BEGIN Input records
PR #1727, opened 2026-09-09
fix(ci): simplify llama canary state machine

i386:
The changed-pin canary currently splits work between the normal workflow and a second repair wrapper, which can repeat full certification until GitHub kills the outer step and strands green runner-local commits. This change gives changed pins one deterministic `prepare -> build -> certify -> publish` state machine and guarantees a terminal, run-specific PR before the Actions timeout.

- Resolve the candidate SHA without applying patches, then route every changed pin into the wrapper.
- Let agents repair a failed prepare, build, or certification phase locally; after any edit, restart at prepare and rerun the complete build before full certification.
- Run the complete `llama-bump` family cohort for every changed pin.
- Reserve 30 minutes inside the 720-minute step for publication. A green exact head opens a normal PR; exhausted repair turns or time open an explicitly uncertified draft PR.
- Use a unique branch per workflow run, attempt, and upstream SHA, with one non-force terminal push.
- Remove the post-green modifying agent turn and the direct pin push to `main`.
- Keep unchanged nightly and forced certification read-only on their existing bounded path.

Validation:

- `just ci-shellcheck scripts/llama-canary-agent-repair.sh`
- 41 focused canary contract tests
- `just ci-validate` — 1,060 tests passed, 8 skipped, plus workflow, release, crate-list, and repository-consistency checks
- `bash -n scripts/llama-canary-agent-repair.sh`
- `git diff --check`

## Summary by CodeRabbit

- **CI Improvements**
  - Changed upstream pins now use a predictable prepare, build, certify, and publish process.
  - Unchanged scheduled and manually triggered certifications remain read-only.
  - Repair pull requests include upstream change summaries and avoid duplicate reviews for the same candidate.

- **Reliability**
  - Repair attempts are time-bounded and limited per phase.
  - Each run uses isolated branches and dedicated evidence.

- **Security**
  - Credentials are protected during repository updates and repair operations.

- **Tests**
  - Updated automated coverage for workflow behavior and security controls.


scripts/llama-canary-agent-repair.sh
```diff
@@ -1,681 +1,434 @@
...
+  else
+    title="draft(llama): failed canary at ${UPSTREAM_SHA:0:10}"
+    create_args=(--draft)
   fi
-  gh_repair gh issue create --title "llama canary repair needs human assistance (upstream ${UPSTREAM_SHA:0:10})" \
-    --body "The canary repair loop could not open a PR on \`$BRANCH\` (branch missing or no diff). See the canary run log for the repair-loop outcome." \
-    | grep -oE '[0-9]+$' || true
-  return 0
+  gh_repair gh pr create --base main --head "$BRANCH" "${create_args[@]}" \
+    --title "$title" --body-file "$PR_BODY" 2>/dev/null | grep -oE '[0-9]+$'
```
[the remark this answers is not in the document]
i386: Fixed in 1e388c0e8. Terminal PR creation now preserves redacted stderr, emits an explicit error when gh pr create fails, and separately rejects success output that contains no PR number. Validation: shellcheck, bash -n, 42 focused canary contracts, and just ci-validate (1,061 tests; 8 skipped).

ndizazzo (dismissed):
This is the right direction, and the security story is much better than what it replaces. Dropping the `update-pin` job takes `contents: write` and the push-straight-to-`main` path off the table, removing `post_green_review_turn` means the agent can no longer touch code after certification, and running the agent under `env -u GH_TOKEN -u GITHUB_TOKEN -u CANARY_REPAIR_TOKEN` with no `git push` and no `gh` leaves it with no way to publish anything itself. The single ordered prepare/build/certify loop is much easier to reason about than the old two-mode wrapper, restarting at prepare after every agent edit closes the stale-evidence hole, and `verify_pr_head` on a non-force push binds the PR head to the exact certified commit. Dropping the changed-file family narrowing so `llama-bump` certifies the full cohort is the right call too. Docs updated in the same change, which I appreciate.

Locally: `bash -n` clean, `shellcheck -S warning` clean, `actionlint` clean, and all 42 contract tests pass.

Approving. I left the specifics as inline comments, the main one being that nothing closes the previous canary PR or branch, so an unmerged week turns into 7 PRs and ~80 hours on the certify runner.

scripts/llama-canary-agent-repair.sh
```diff
@@ -1,681 +1,442 @@
...
 MAX_REPAIR_TURNS="${CANARY_REPAIR_MAX_TURNS:-2}"
-BRANCH="llama-canary/patch-queue-fix"
-BATTERY_LOG="$ROOT/.deps/llama-canary-repair-battery.log"
-PIN_FILE="$ROOT/third_party/llama.cpp/upstream.txt"
+REPAIR_BUDGET_SECONDS="${CANARY_REPAIR_BUDGET_SECONDS:-41400}"
+PUBLISH_RESERVE_SECONDS="${CANARY_PUBLISH_RESERVE_SECONDS:-1800}"
+RUN_ID="${GITHUB_RUN_ID:-manual-$(date +%s)}"
+RUN_ATTEMPT="${GITHUB_RUN_ATTEMPT:-1}"
+RUN_KEY="${RUN_ID}-${RUN_ATTEMPT}"
+BRANCH="llama-canary/repair-${RUN_KEY}-${UPSTREAM_SHA:0:10}"
```
ndizazzo, line 35: This branch name is unique per run, attempt, and SHA, and nothing closes the previous one. Now that `update-pin` is gone, `third_party/llama.cpp/upstream.txt` on `main` only advances when a human merges one of these PRs, so `changed == 'true'` stays true every scheduled night. That means a fresh ~11.5h occupancy of the single `family-certify` runner plus a new PR and a new branch each run. A week without a merge is 7 PRs, 7 branches, and about 80 runner-hours on the same upstream SHA. The old flow reused `llama-canary/patch-queue-fix`, so it self-deduplicated.

We should either close prior open `llama-canary/repair-*` PRs (and delete their branches) when publishing a new terminal state, or skip the scheduled changed-pin path entirely while an open canary PR already covers that SHA.

.github/workflows/llama-upstream-canary.yml
```diff
@@ -139,64 +131,64 @@ jobs:
...
+      - name: Stop after changed-pin terminal PR
+        if: steps.sha.outputs.changed == 'true'
+        env:
+          CHANGED_CANARY_OUTCOME: ${{ steps.changed_canary.outcome }}
+        run: |
+          {
+            echo "## llama.cpp changed-pin canary"
+            echo
+            echo "The deterministic state machine reached a terminal outcome: **${CHANGED_CANARY_OUTCOME}**."
+            echo "Its run-specific PR contains either the exact certified commit or a draft of the bounded failing state."
```
ndizazzo: This asserts a run-specific PR exists, but a few paths exit before `report_terminal` ever runs, so the summary points at a PR that isn't there. `${LLAMA_STAGE_BUILD_DIR:?}` and `${HF_CACHE:?}` in the wrapper exit the shell outright, and the early bail-outs (missing `opencode`, no agent credentials, unset `CANARY_REPAIR_TOKEN`, failed `check_repair_token_permissions`) all quit before any branch is pushed.

Let's validate `HF_CACHE` and `LLAMA_STAGE_BUILD_DIR` up front next to the token check, and branch this summary on `CHANGED_CANARY_OUTCOME` instead of claiming a PR unconditionally.

scripts/llama-canary-agent-repair.sh
```diff
@@ -1,681 +1,442 @@
...
-  # it remains local until publish_repair_branch is called at terminal status.
+run_full_build() {
+  local archive arches
+  : > "$BUILD_LOG"
+  echo "state-machine phase: build" | tee -a "$BUILD_LOG"
+  run_logged "complete patched llama.cpp build" "$BUILD_LOG" env \
+    LLAMA_STAGE_UPSTREAM_TESTS=ON uv run --no-project --with jinja2==3.1.6 -- \
+    arch -arm64 bash scripts/build-llama.sh -DCMAKE_OSX_ARCHITECTURES=arm64 \
+    || return 1
+  archive="${LLAMA_STAGE_BUILD_DIR:?}/src/libllama.a"
```
ndizazzo: `:?` here (and on `${HF_CACHE:?}` in the certify phase) kills the shell immediately, which skips `report_terminal failed` and leaves no terminal PR. A misconfigured runner env turns into a silent vanish rather than a draft PR explaining what happened. Worth hoisting these into an up-front check.

scripts/llama-canary-agent-repair.sh
```diff
@@ -1,681 +1,442 @@
...
-  # never leak the token in the hint.
-  if ! git push "$(repair_remote)" "+HEAD:refs/heads/${BRANCH}" 2> >(redact_token >&2); then
-    echo "ERROR: could not push ${BRANCH}. If git reported 403/denied above, the identity behind CANARY_REPAIR_TOKEN lacks write access to ${GITHUB_REPOSITORY:?}: grant that account Contents+Pull requests write (or mint the PAT from an account that has it) and update the secret." >&2
+  if ! git push "$(repair_remote)" "HEAD:refs/heads/${BRANCH}" 2> >(redact_token >&2); then
+    echo "ERROR: could not push ${BRANCH}; the identity behind CANARY_REPAIR_TOKEN needs Contents and pull-request write access" >&2
     return 1
   fi
 }
 
+write_pr_body() {
```
ndizazzo, line 355: The body carries SHAs, the run key, the terminal commit, and repair-turn counts, but nothing about what actually changed upstream. `summarize-llama-upstream.sh` only runs in the `Generate summary` step, which is gated on `steps.prepare.outcome == 'success'`, and `prepare` is skipped for changed pins. So for exactly the runs a human has to review, the summary never fires.

We should fold `scripts/summarize-llama-upstream.sh` into this function. Reviewing an 11-hour certification with no idea what moved upstream is rough.

scripts/llama-canary-agent-repair.sh
```diff
@@ -1,681 +1,442 @@
...
+  esac
+}
+
+repair_prompt() {
+  local phase="$1" log turn
+  log="$(phase_log "$phase")"
+  turn="$(( $(phase_turns "$phase") + 1 ))"
+  printf 'The llama.cpp canary %s phase failed at upstream %s (repair turn %s of %s for this phase).
+
+Read ci/llama-canary/agent-repair-prompt.md and the repository instructions it names. That runbook describes the former two-mode workflow; this invocation is the single prepare -> build -> certify -> publish state machine. Reproduce this run with scripts/prepare-llama.sh using the target in .deps/llama-canary-target-sha. Ignore the old branch and publication instructions in that runbook: remain in the current checkout and leave final branch/PR work to the wrapper. Fix the root cause minimally. Do not weaken, skip, or narrow any gate. Use focused checks while repairing; the deterministic wrapper will restart at prepare, run the complete build, and run the full supported-family certification before it can publish success. Leave changes local. Do not push, open a PR, or use GitHub credentials.
```
ndizazzo: This points the agent at `ci/llama-canary/agent-repair-prompt.md` and then spends three sentences telling it to ignore that file's mode, branch, and publication instructions. That file is only referenced from this script now, so nothing stops us from just updating it. A self-contradicting prompt is the kind of thing `glm-5.3-flash` handles badly, and the mistake it would make is the publication behavior we deliberately took away.

scripts/llama-canary-agent-repair.sh
```diff
@@ -1,681 +1,442 @@
...
   if [[ "$outcome" == "certified" ]]; then
     CERTIFIED_SHA="$PUBLISHED_SHA"
   fi
-  # Push failures are almost always a token-identity permission gap (seen
-  # live: 403 "denied to i386" because the PAT account lacked repo write).
-  # Surface a precise, actionable message instead of a bare git error, and
-  # never leak the token in the hint.
-  if ! git push "$(repair_remote)" "+HEAD:refs/heads/${BRANCH}" 2> >(redact_token >&2); then
-    echo "ERROR: could not push ${BRANCH}. If git reported 403/denied above, the identity behind CANARY_REPAIR_TOKEN lacks write access to ${GITHUB_REPOSITORY:?}: grant that account Contents+Pull requests write (or mint the PAT from an account that has it) and update the secret." >&2
+  if ! git push "$(repair_remote)" "HEAD:refs/heads/${BRANCH}" 2> >(redact_token >&2); then
```
ndizazzo: The stderr redaction is a nice touch (same for `2> >(redact_token >&2)` on `gh pr create`), but the token still lands in argv: `x-access-token:<PAT>@github.com` is readable via `ps` for the life of the push. On a persistent self-hosted runner that's shared with whatever else is scheduled there. An env-sourced credential helper would keep it out of the process table.

scripts/llama-canary-agent-repair.sh
```diff
@@ -1,681 +1,442 @@
...
-  fi
-  if scripts/skippy-family-battery.sh >"$BATTERY_LOG" 2>&1; then
-    tail -n 2 "$BATTERY_LOG"
-    return 0
+    comment="**Uncertified terminal state.** The internal deadline or repair-turn limit stopped the \`${FAILED_PHASE}\` phase. This draft preserves the final attempted bytes and must not merge until the complete state machine passes."
   fi
-  tail -n 2 "$BATTERY_LOG"
-  return 1
+  gh_repair gh pr comment "$pr" --body "$comment" >/dev/null 2>&1 || true
+  echo "terminal canary PR #${pr}: ${outcome}; branch=${BRANCH}; head=${PUBLISHED_SHA}"
```
ndizazzo, line 432: `run_prepare || phase_status=$?` puts the whole function body in an `||` context, so `errexit` is off for everything it calls. It's correct today because every substantive call ends in `|| return 1`, but the first line added without one will fail silently and report success. Same for the build and certify calls below. At minimum this deserves a comment saying the `|| return 1` on each step is load-bearing.

.github/workflows/llama-upstream-canary.yml
```diff
@@ -139,64 +131,64 @@ jobs:
...
+          CANARY_PUBLISH_RESERVE_SECONDS: "1800"
+          FAMILY_BATTERY_RUN_ID: ${{ github.run_id }}-${{ github.run_attempt }}
+          UPSTREAM_SHA_INPUT: ${{ steps.sha.outputs.new_sha }}
+        run: scripts/llama-canary-agent-repair.sh
+
+      - name: Upload changed-pin canary evidence
+        if: ${{ !cancelled() && steps.sha.outputs.changed == 'true' }}
+        uses: actions/upload-artifact@b7c566a772e6b6bfb58ed0dc250532a479d7789f # v6.0.0
+        with:
+          name: llama-family-battery-${{ github.run_id }}-${{ github.run_attempt }}
```
ndizazzo: This name matches `Upload supported-families battery evidence` exactly, and `upload-artifact@v4` hard-fails on a duplicate name in the same run. They only miss each other because `prepare` is skipped on changed pins, so the safety is accidental. Let's give this one its own name (something like `llama-canary-changed-pin-...`).

scripts/llama-canary-agent-repair.sh
```diff
@@ -1,681 +1,442 @@
...
+cd "$ROOT"
+
+OLD_SHA="$(tr -d '[:space:]' < third_party/llama.cpp/upstream.txt)"
+PIN_FILE="$ROOT/third_party/llama.cpp/upstream.txt"
 AGENT_MODEL="${CANARY_AGENT_MODEL:-zai-coding-plan/glm-5.3-flash}"
 MAX_REPAIR_TURNS="${CANARY_REPAIR_MAX_TURNS:-2}"
-BRANCH="llama-canary/patch-queue-fix"
-BATTERY_LOG="$ROOT/.deps/llama-canary-repair-battery.log"
-PIN_FILE="$ROOT/third_party/llama.cpp/upstream.txt"
+REPAIR_BUDGET_SECONDS="${CANARY_REPAIR_BUDGET_SECONDS:-41400}"
```
ndizazzo, line 30: Not a change request, just noting it: `run_bounded` hands each command the entire remaining budget, so a full `llama-bump` cohort will eat most of the 660 work-minutes. After a certify failure there's realistically no room left for a repair turn plus a rebuild plus a re-certify. `MAX_REPAIR_TURNS=2` ends up being prepare/build-only in practice, even though the docs read like certify repair is live.

scripts/llama-canary-agent-repair.sh
```diff
@@ -1,681 +1,442 @@
...
   fi
   echo "preflight: repair token identity '${login}' verified read+write on ${GITHUB_REPOSITORY}"
 }
 
-cd "$ROOT"
+repair_remote() {
+  echo "https://x-access-token:${CANARY_REPAIR_TOKEN}@github.com/${GITHUB_REPOSITORY:?}.git"
+}
+
+redact_token() {
```
ndizazzo, line 126: Small one: the token is interpolated unescaped into the `sed` pattern. Fine for `[A-Za-z0-9_]` PATs, but a token containing `/` would break the expression and pass through unredacted.

ndizazzo (commented):
Follow-up on my approval with the specifics inline. Nothing here blocks the merge, but the branch pile-up one gets expensive fast on a single certify runner.

scripts/llama-canary-agent-repair.sh
i386: Fixed in 718358937. Scheduled changed-pin runs now query open llama-canary/repair-* PR bodies for the exact full Candidate pin SHA and skip the expensive state machine when a match exists. Manual dispatch remains available. Covered by the canary workflow contract tests; just ci-validate passed 1,066 tests with 8 skipped.

.github/workflows/llama-upstream-canary.yml
i386: Fixed in 718358937. The wrapper now validates LLAMA_STAGE_BUILD_DIR, HF_CACHE, GITHUB_REPOSITORY, and CANARY_REPAIR_TOKEN before phase execution. The final workflow summary branches on duplicate lookup and changed-canary outcomes, and explicitly states that preflight failure can occur before a branch or PR exists. The summary uses the repository cancellation-safe !cancelled() gate.

scripts/llama-canary-agent-repair.sh
i386: Fixed in 718358937. LLAMA_STAGE_BUILD_DIR and HF_CACHE are checked together in the upfront environment preflight, and the later fatal parameter expansions were replaced with the already-validated variables. Executable contract tests cover each missing environment variable.

scripts/llama-canary-agent-repair.sh
i386: Fixed in 718358937. Terminal PR body generation now runs scripts/summarize-llama-upstream.sh for the old and candidate SHAs, includes the upstream diffstat and commit list, and falls back to an explicit unavailable message if summary generation fails. The unrelated validation checklist is excluded so failed terminal drafts stay truthful.

scripts/llama-canary-agent-repair.sh
i386: Fixed in 718358937. The repair runbook now describes the single wrapper-owned prepare -> build -> certify -> publish state machine, focused repair verification, local-only agent authority, and run-specific terminal publication. The wrapper prompt no longer overrides obsolete mode, branch, or publication instructions.

scripts/llama-canary-agent-repair.sh
i386: Fixed in 718358937. Git push now uses a credential-free HTTPS URL plus a run-scoped GIT_ASKPASS script that reads CANARY_REPAIR_TOKEN from the environment, so the PAT is absent from argv and the remote URL. The agent environment still strips all GitHub credentials.

scripts/llama-canary-agent-repair.sh
i386: Addressed in 718358937. The state-machine loop now documents that phase functions run in an OR context with errexit disabled, that explicit return propagation on every fallible phase command is load-bearing, and that the final command supplies the function status. A focused contract test preserves this warning.

.github/workflows/llama-upstream-canary.yml
i386: Fixed in 718358937. Changed-pin evidence now uploads as llama-canary-changed-pin-<run>-<attempt>, distinct from the unchanged-pin llama-family-battery artifact. The workflow contract test rejects the old duplicate name.

scripts/llama-canary-agent-repair.sh
i386: No code change was requested here. The shared 690-minute work budget remains intentionally bounded, and the updated agent runbook now directs repair turns to focused verification while the wrapper retains ownership of the mandatory complete prepare, build, and certification gates. A separate budgeting redesign would need its own runtime evidence.

scripts/llama-canary-agent-repair.sh
i386: Fixed in 718358937. Redaction now performs literal Python string replacement instead of interpolating the PAT into a sed regular expression. The executable contract test uses a token containing slash, brackets, dollar, dot, star, and backslash and verifies exact redaction.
END Input records
**How to complete this task**
Lines with "their" in them: work out how many there are in the listing and give the figure alone.

**Output for this task**
2